PR #885, opened 2015-03-29
Similar to isTyping: isE2Editing.

NinjrKillr:


TomyLobo:
Why do we have isTyping?
Metagaming doesn't belong in an expression chip.

lua/entities/gmod_wire_expression2/core/iscoding.lua
```diff
@@ -0,0 +1,18 @@
...
+hook.Add("PlayerDisconnected","E2_IsEditing_Disconnected",function(ply)
+	editing[ply] = nil
+end)
+ 
+__e2setcost(5)
+e2function number entity:isE2Editing()
+        if !IsValid(this) then return 0 end
+        if !this:IsPlayer() then return 0 end
+       
+        //return editing[this] != nil ? 1 : 0
```
oldmud0: Do not use `//`; use `--` instead.

oldmud0:
isTyping is for custom chat bubbles and things like that. It's actually quite useful.

isE2Editing, on the other hand, is mostly useless since it doesn't cover CPU, GPU, or SPU editing.

NinjrKillr:
Tomy: E2 can do plenty of things, but you would draw the line at being able to know if someone is *busy*? If you could check if someone is in an editor, you could (as oldmud mentioned) put custom bubbles around them: "this player is in the sound editor".

oldmud0: On the note of not covering other editors, I'm working to fix that - soon™

lua/entities/gmod_wire_expression2/core/iscoding.lua
Nebual: Don't worry about that, the whole codebase just needs a Replace in Files. 

More interestingly, you can use 
return editing[this] != nil and 1 or 0
as ternary operator.

Divran:
This won't work. You've put the code in a new file under expression2/core/iscoding.lua. Files in this folder are not loaded automatically. I recommend you put the code in the same file as isTyping

NinjrKillr:
Updated it to work with other editors, renamed. Thoughts?

lua/autorun/wire_load.lua
```diff
@@ -25,6 +25,8 @@ if SERVER then
 	-- this file
 	AddCSLuaFile("autorun/wire_load.lua")
 
+	util.AddNetworkString( "IsEditing" )
```
Divran: I recommend moving this to the same file as the E2 functions. Makes more sense to have it be right next to that code

lua/wire/client/wire_expression2_editor.lua
```diff
@@ -1838,6 +1838,8 @@ function Editor:Close()
 	self:SetV(false)
 	self.chip = false
 
+	net.Start("IsEditing") net.WriteBool(false) net.SendToServer()
```
Divran: why are you using a net message from the client here? Isn't it enough to use the console commands, which already do this?

lua/entities/gmod_wire_expression2/core/player.lua
```diff
@@ -325,6 +325,26 @@ e2function number entity:isTyping()
...
+end
+ 
+hook.Add("IsEditing","IsEditing_Hook",function(ply,set) handleEditUpdate(ply,set) end)
+hook.Add("PlayerDisconnected","IsEditing_Disconnected",function(ply) editing[ply] = nil end)
+net.Receive("IsEditing", function(netlen,ply) handleEditUpdate(ply,net.ReadBool()) end)
+ 
+__e2setcost(5)
+e2function number entity:isEditing()
+	if !IsValid(this) then return -1 end
+	if !this:IsPlayer() then return -1 end
```
Divran: Standard E2 behavior is to return 0 in these cases, not -1

lua/entities/gmod_wire_expression2/core/player.lua
```diff
@@ -325,6 +325,26 @@ e2function number entity:isTyping()
 	return plys[this] and 1 or 0
 end
 
+-- isCoding
+local editing = {}
+
+local function handleEditUpdate(ply,state)
+	editing[ply] = (state and true or nil)
+	print("Handled edit update: " .. tostring(state))
```
Divran: forgotten debug print

lua/entities/gmod_wire_expression2/core/player.lua
```diff
@@ -325,6 +325,26 @@ e2function number entity:isTyping()
...
+end
+ 
+hook.Add("IsEditing","IsEditing_Hook",function(ply,set) handleEditUpdate(ply,set) end)
+hook.Add("PlayerDisconnected","IsEditing_Disconnected",function(ply) editing[ply] = nil end)
```
Divran: why aren't you calling `handleEditUpdate(ply,nil)` here?

lua/entities/gmod_wire_expression2/core/player.lua
NinjrKillr: I'll change it, because it makes sense to have everything work the same way.
However, I'd like to comment that there should be *some* way for someone to tell that the command has errored. Since this function returns a 0 or a 1, returning a 0 on error doesn't tell you much...

lua/wire/client/wire_expression2_editor.lua
NinjrKillr: 'tis. This triggers on e2, gpu AND cpu. But it was only added for the latter two.

NinjrKillr:
Divran made some comments. Some code got changed. *nods*

immibis:
Could the message name "IsEditing" conflict with any other addons?

thegrb93:
Yeah

oldmud0:
In that case just change it to `__msg_wire_isEditing` :trollface:

immibis:
`__msg_wire_isEditing` is dumb, just use `Wire_IsEditing` or something.

It's obviously a net message, and net messages can't conflict with anything else.

NinjrKillr:
Renamed.

Divran:
This looks good now. @AbigailBuccaneer @Jack37 @Nebual ?

Nebual:
I don't quite like the inconsistency of using hooks for activating E2, yet net messages for the other two... But it's not a big deal, otherwise fine.

Divran:
>I don't quite like the inconsistency of using hooks for activating E2, yet net messages for the other two... But it's not a big deal, otherwise fine.

The things that use hooks make use of the fact that E2 already synced those things server/client. No need to send another net message for the exact same thing. GPU/CPU, however, didn't sync these things at all, so a net message needed to be added there.

TomyLobo:
Sorry for the late reply. Looks like i missed a bunch of notifications.
>isTyping is for custom chat bubbles and things like that. It's actually quite useful.
Custom chat bubbles from an E2? I would argue that you should do that with Lua, not with in-world scripting.
If this sort of thing seems to be in the scope of E2 to you, where do you draw the line?

NinjrKillr:
Well since core wiremod is the only place I can put the net messages, how about if the functions (isTyping, too, since you're against that too) were defaulted to off but you could enable them. 

People do seem to use isTyping(), even when the server does have chat bubbles it's still useful. 
On the other hand this function is also useful - so having it *available* for server admins that might like to use it is a good compromise.

AbigailBuccaneer:
This needs to be cleaned up a lot - it certainly shouldn't require a line in every STool that activates the E2 editor. (The E2 / ZCPU / ZGPU / ZSPU etc. editors are all the same under the hood.)

AbigailBuccaneer:
I'm not against the E2 editor (which really needs to be renamed, tbh) letting the server know whether it's open or not, and then an E2 extension using that info, but the way this is currently structured doesn't make a lot of sense.

TomyLobo:
If there was no "is editing" animation, people wouldn't request this feature.

Btw, why does adding this feature require yet another net message?
Shouldn't this information pass by the server already?

Also:
What the hell, you're putting an if in a function that clearly calls user-specifiable handlers.

PR #889, opened 2015-04-03
Fix #795 (SPU channels not working at different angles)

### LINKED ISSUE #795: SPU Sound Issues
For some reason SPU won't play all notes if you stand from specific angle.
### Video

http://bit.ly/1yQ833x

---

I didn't want to reveal my midi parser code so I wrote memory to file and created new e2 code to read the dump.
### SPU Code

```
// Setup
// Code
reset:
    wset 0,trackwave;
    timer #startTime;
    mov #nextTime, 0;

    mov #memPos, 501;
    mov eax, #memPos;
    mov nextTime, [eax];


    mov  ecx, 32;
    mov  eax, 0;

    rloop:
        chstop eax;
        chwave eax, 0;
        chpitch eax,0;
        chvolume eax, 0.5;
        chstart eax;

        inc eax;
    loop rloop;
main:
    // Check if playback is still active
    mov eax, #500;
    cmp eax, 0;
    je reset;
    // Check if it's the end of the song
    mov ebx, #memPos
    cmp ebx, eax;
    jg reset;
    // Check if next note should be played
    timer eax;
    sub eax, #startTime;
    cmp eax, #nextTime;
    jl main;

    mov eax, #memPos;

    mov ebx, eax:#1; // channel
    mov ecx, eax:#2; // pitch

    chpitch ebx,ecx;
    chstart ebx;
    mov #nextTime, eax:#3;
    add #memPos, 3;    
jmp main;

// Data
alloc nextTime;
alloc startTime;
alloc memPos;
trackwave: db 'synth/sine_880.wav',0;
//trackwave: db 'synth/white_noise.wav',0;


```
### E2 Code

```
@name midi_dump_reader
@persist SPU:wirelink State:number FileStr:string MemCount:number MemValues:array MemPos:number
@trigger 
if(first()){
    runOnFile(1)
    runOnTick(1)
    setName("")
    SPU = entity():isConstrainedTo():wirelink()
    if(!SPU | SPU:entity():type() != "gmod_wire_spu" ){error("Error: Spawn E2 on SPU! Spawned on "+SPU:entity():type())}
    SPU["Clk",number]=1
    SPU[500]=0
    MemPos = 501
    fileLoad("midi_dump.txt")
}
if(fileClk()){
    FileStr = fileRead()
    MemValues = FileStr:explode(",")
    MemCount = MemValues:count()
    print("Loaded dump file with "+FileStr:length()+" bytes! Total "+MemCount+" memory values.")
    State = 1
}
if(State == 1){
    while(perf()){
        if(MemValues:count()>0){
            SPU[MemPos] = MemValues:shiftString():toNumber()
            MemPos++
        }else{
            SPU[500]=500+MemCount
            print("Dump parsed and loaded!")
            State = 2
            break
        }
    }
}
```
### midi_dump.txt

http://pastebin.com/gKW4cWQV
### midi

http://www.angelfire.com/fl/herky/images/teddybear.mid

immibis:
Each SPU spawns 32 invisible dummy entities (one for each channel) which it actually plays the sounds from.

Previously, they were placed in a small circle. This seems to trigger some weirdness inside Source, and some channels don't play sometimes.

This patch places them all at the same position, which seems to work better.

### DIFF
--- a/lua/entities/gmod_wire_spu/init.lua
+++ b/lua/entities/gmod_wire_spu/init.lua
@@ -40,7 +40,7 @@ function ENT:Initialize()
     self.SoundSources[i]:SetParent(self)
     self.SoundSources[i]:SetModel("models/cheeze/wires/nano_math.mdl")
     self.SoundSources[i]:SetNotSolid(true)
-    self.SoundSources[i]:SetPos(self:GetPos()+Vector(1*math.sin(2*math.pi*i/WireSPU_MaxChannels),1*math.cos(2*math.pi*i/WireSPU_MaxChannels),0))
+    self.SoundSources[i]:SetPos(self:GetPos())
     self.SoundSources[i]:Spawn()
   end
 


AbigailBuccaneer:
@PhoenixBlack can you remember the justification for this at the time?

immibis:
While we're looking at this code, if there's a way to play 32 sounds *without* spawning 32 extra entities, that would be good. (Is there a known problem with [CreateSound](http://wiki.garrysmod.com/page/Global/CreateSound)? Did it not exist when the SPU was created?)

thegrb93:
Happens with e2 sounds too. Multiple sounds on a single entity don't work well for some reason.

PhoenixBlack:
Sounds used to play from induvidual entities, because at the time it wasn't possible to play more than four sounds from a single entity (or something like that). Playing 5th sound would stop one of the first four.

immibis:
This is *still* here?

AbigailBuccaneer:
I'm going to merge this because it makes the code better than it was, but I'd like the SPU to not create 32 entities.

immibis:
I'm sure someone just commented that this didn't work for them, but now I can't find the comment.

Issue #890, opened 2015-04-04
E2 incorrect highlighting of multi-line strings


immibis:
Enter the following code in the E2 editor:

```
"\\"
test
```

and then scroll so that `"\\"` is off-screen, but `test` is visible (you can add blank lines to the end to enable scrolling). `test` will be highlighted as a multi-line string (grey), when it's not one. This is because EDITOR:ResetTokenizer sees `\"` as an escaped `"` (which doesn't end the string), without taking into account that the `\` is itself escaped.

The fundamental problem here is that code has to be duplicated between ResetTokenizer and SyntaxColorLine to detect multi-line structures correctly. A possible solution is to remember the state of `self.multilinestring` and `self.blockcomment` at the start of each line, and then reset them to the saved values, instead of attempting to recompute them with duplicated code.

(Of course, another possible solution is to make ResetTokenizer detect escapes in strings properly, but that makes the syntax highlighting system even less understandable, instead of more)

PR #891, opened 2015-04-04
Added syntax highlighting support for HL-ZASM block comments.

### LINKED ISSUE #816: ZCPU Editor doesn't highlight block comments
Example code:
```
// This is a single-line comment

/* This is a single-line comment. Code gets highlighted inside block comments. */

/*
    This is
    a multi-line
    comment.


    Code gets highlighted inside block comments.
    
        mov ESI, text;
        mov EDI, 65536;
    main:
        cmp #ESI, 0;    je exit;    // Exit code if ESI points to a null char
        mov #EDI, #ESI; inc EDI;    // Write char to digital screen
        mov #EDI, 999;  inc EDI;    // Set color to white
        inc ESI;                    // Move to next char
        jmp main;
    exit: 
        int 2;                      // Send interrupt 2 (End of program execution)
    text:
        db "Hello world!", 0;
    
*/
```
Resulted highlighting:
Resulted highlighting

*Note that the ZASM code is ignored by the compiler because it's tokenized as a comment.*

immibis:
Fixes #816 - block comments are highlighted, with one exception (which should hopefully be minor):

If a `/*` is off the top of the visible screen, and inside a string, then the syntax highlighter will think it's a valid comment start. For example, in:

    "/*" // scroll so this line is invisible
    test // but this line is visible

`test` will be highlighted as a comment.

The E2 highlighter has a similar issue, and the root cause is the same - see #890.

### DIFF
--- a/lua/wire/client/texteditor.lua
+++ b/lua/wire/client/texteditor.lua
@@ -3017,6 +3017,27 @@ function EDITOR:ResetTokenizer(row)
 				self.e2fs_functions[k] = nil
 			end
 		end
+	
+	else
+		if row == self.Scroll[1] then
+			-- As above, but for HL-ZASM: Check whether the line self.Scroll[1] starts within a block comment.
+			self.blockcomment = nil
+			
+			for k=1, self.Scroll[1]-1 do
+				local row = self.Rows[k]
+				
+				for match in string_gmatch(row, "[/*][/*]") do
+					if match == "//" then
+						-- single line comment start; skip remainder of line
+						break
+					elseif match == "/*" then
+						self.blockcomment = true
+					elseif match == "*/" then
+						self.blockcomment = nil
+					end
+				end
+			end
+		end
 	end
 end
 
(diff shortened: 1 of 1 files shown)


TomyLobo:
This looks insane, can you put this in a separate function please, @PhoenixBlack ?

suunrider:
Why should it be put in a seperate function?

immibis:
Black Phoenix is back?!

TomyLobo:
@suunrider Hmm, you're right... I took a closer look, that editor needs some serious refactoring.
There's practically 3 classes in there waiting to get out:
- TextEditor
- Expression2Editor
- ZASMEditor

suunrider:
@immibis, not really. I asked her on IRC to merge some pull requests here. But she doesnt have enough time to develop by herself on zcpu.

TomyLobo:
"she"?
oh my, people change, i guess :D

suunrider:
@TomyLobo what do you mean?

PR #894, opened 2015-04-07
Changed the chat text showing the keyboard "leave" key to a label + Cleanup

### LINKED ISSUE #892: People getting stuck in Wired Keyboard
So I published this contraption as a dupe on the steam workshop. It works and gets good feedback, but I also keep hearing that some people get stuck when using the Wired Keyboard, unable to leave.

Two things:
- I think the "Keyboard turned on - Press [..] to leave." message should somehow persist on screen for as long as the player is using the keyboard. It's probably quite easy to miss a small note in the chat, and in case of the synchronous keyboard (where the player can't move or do anything else) not knowing how to leave is a big problem.
- There still seem to be cases where people get stuck when the leave key just doesn't work. I'm not sure if it could be the way I'm using the keyboard with Expression 2, or if it's a general issue.

Related contraption: http://steamcommunity.com/sharedfiles/filedetails/?id=418474420

TomyLobo:
Fixes #892

### DIFF
--- a/lua/entities/gmod_wire_keyboard/cl_init.lua
+++ b/lua/entities/gmod_wire_keyboard/cl_init.lua
@@ -17,7 +17,8 @@ end)
 
 net.Receive("wire_keyboard_activatemessage", function(netlen)
 	local pod = net.ReadBit() ~= 0
-	local leaveKey = net.ReadUInt(16)
+
+	local leaveKey = LocalPlayer():GetInfoNum("wire_keyboard_leavekey", KEY_LALT)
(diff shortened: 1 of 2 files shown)


Divran:
looks good to me

Nebual:
Atomic commits! Refactoring! Looks good.

AbigailBuccaneer:
This pull request is just about the cleanest I've ever seen! And the code looks good too :wink:

:+1: from me

oldmud0:
now THIS looks more like Lua to me and less like QuakeC...

Divran:
let's go then

PR #896, opened 2015-04-09
Add a check to prevent LightMappedGenerics

thegrb93:
Here's an explanation.
http://facepunch.com/showthread.php?t=1459899


Divran:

▬▬▬▬▬▬

_REQUIRED ACTION_.
Which lines in the listing hold the word "chip"? Copy them out.

_TASK ANSWER_.
Metagaming doesn't belong in an expression chip.
 	self.chip = false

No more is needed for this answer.